Os senhores do Governo e da maioria são implacáveis para com os utentes da saúde, dos transportes e dos serviços públicos, para com os reformados, para com os desempregados, e aí falam em «determinação» e em «coragem», mas, na hora da verdade, quando se trata de ir buscar o dinheiro lá onde ele está e se acumula, deixam os especuladores e as grandes empresas — a PT e outras que tais… — com os milhões que conseguem evitar pagar impostos, isto é, «fugir com o dividendo à seringa».
É essa a vossa sensibilidade social, Srs. Deputados e Srs. Membros do Governo?!
Em matéria de aumento de preços, o Sr. Secretário de Estado da Agricultura disse uma frase, apenas uma frase, ou seja, que queremos os preços mais baixos para o consumidor e mais altos para o produtor. Disse uma única frase, que é inteiramente verdadeira, reconheçamos-lhe isso.
Mas depois disse que, em relação a isso, há uma «quadratura do círculo», como se fosse um milagre aquilo que queremos.

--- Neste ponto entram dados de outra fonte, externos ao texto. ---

PR #1411, opened 2021-10-21
[app_dart] Fix presubmit builds setting incorrect repo_owner

CaseyHillers:
There was an outage from yesterday's github model removal PR. It incorrectly set the repo_owner in the buildbucket rpc, which cannot be parsed (it passes `pullRequest.base.repo` instead of ` pullRequest.base.repo.owner`)

Fixes https://github.com/flutter/flutter/issues/92270

### DIFF
--- a/app_dart/lib/src/request_handlers/luci_status.dart
+++ b/app_dart/lib/src/request_handlers/luci_status.dart
@@ -81,7 +81,7 @@ class LuciStatusHandler extends RequestHandler<Body> {
       // create the slug from the data in the message and send the check status
       // update.
       slug = RepositorySlug(
-        'flutter', // Hard code as there was an outage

Sr. Secretário de Estado, Srs. Membros do Governo: o sacrossanto mercado, de que os senhores tanto falam, está, na verdade, nas mãos da grande distribuição, dos grandes grupos económicos, dos intermediários, que conseguem o milagre, esses sim, da multiplicação dos preços, com margens de lucro absolutamente escandalosas. Ou os senhores não conhecem que, nomeadamente no pescado, os pescadores enfrentam a primeira venda com preços revoltantemente baixos para, depois, os consumidores encontrarem o mesmo pescado a preços 300%, 800% e 900% acima do preço a que foi comprado ao produtor?!

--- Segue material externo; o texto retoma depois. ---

PR #1415, opened 2021-10-26
[release_dashboard] cli-start connected

Yugue:
*Release initialization step of the desktop App is connected with the conductor CLI now. Upon clicking on a button, the desktop would initialize a `StartContext` class with the parameters captures by the input forms and drop-downs and executes `StartContext.run()`*

Migrated from this [PR](https://github.com/flutter/flutter/pull/92225), because the release dashboard was moved from flutter/flutter to flutter/cocoon.

Main Issue:
- [x] https://github.com/flutter/flutter/issues/93823

Side Issues:
- [x] https://github.com/flutter/flutter/issues/93823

É por isso que os preços estão cada vez mais altos e os pescadores e agricultores vivem cada vez pior!
É preciso e urgente pôr Portugal a produzir, apostando no aparelho produtivo, na produção nacional, criando emprego e crescimento económico, mas com uma política de rendimentos e preços profundamente diferente, que deixe de servir o poder económico e passe a favorecer, de facto, aqueles que menos têm e menos podem.
Sr. Presidente,
Sr.as e Srs. Deputados,
Srs. Membros do Governo:
O País não se pode dar ao luxo de continuar a ser saqueado desta forma; o País não se pode dar ao luxo de continuar com esta rédea solta à especulação, à acumulação de lucro, ao roubo nos salários; o País não se pode dar ao luxo de continuar à mercê do interesse económico das grandes potências.

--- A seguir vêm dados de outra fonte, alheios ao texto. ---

PR #1428, opened 2021-10-29
[release_dashboard] add fake_process_manager

christopherfujino:
The upstream FakeProcessManager is defined in test files, and thus not importable. Thus, this was copy pasted from https://github.com/flutter/flutter/blob/master/packages/flutter_tools/test/src/fake_process_manager.dart with some changes to satisfy the analyzer over null checks on non-nullable fields. I added an explicit test exercising it.

### DIFF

Nas farsas de Gil Vicente, havia um personagem representativo — o onzeneiro — que personificava aqueles que exploravam o povo e o País, com a taxa de 11% que cobravam no dinheiro que emprestavam; 500 anos depois, nestas farsas da política de direita, já não há «barcas do inferno» que carreguem os onzeneiros, os quinzeneiros, os vinteneiros e os trintaneiros, que contam com a bênção e o apoio deste Governo e dos partidos que o suportam. Mas será com a luta dos trabalhadores, dos utentes e das populações que esta farsa terá resposta.
Ontem, esta mesma luta teve um exemplo maior aqui à porta da Residência Oficial do Primeiro-Ministro, com a luta dos ferroviários em defesa do serviço público. A luta das populações continua, e ela aí está a demonstrar que aqueles que continuam a exigir e a lutar por uma vida melhor não acreditam em inevitabilidades.
Continuamos a afirmar que este não é o único caminho, este é o caminho para a destruição do interesse nacional e dos direitos da população. Dizemos que há uma alternativa, que não há inevitabilidades, que a política não tem de ser isto e que a vida pode ser diferente.
É esta luta que continuamos e é esta luta que aqui reafirmamos perante o povo e o País.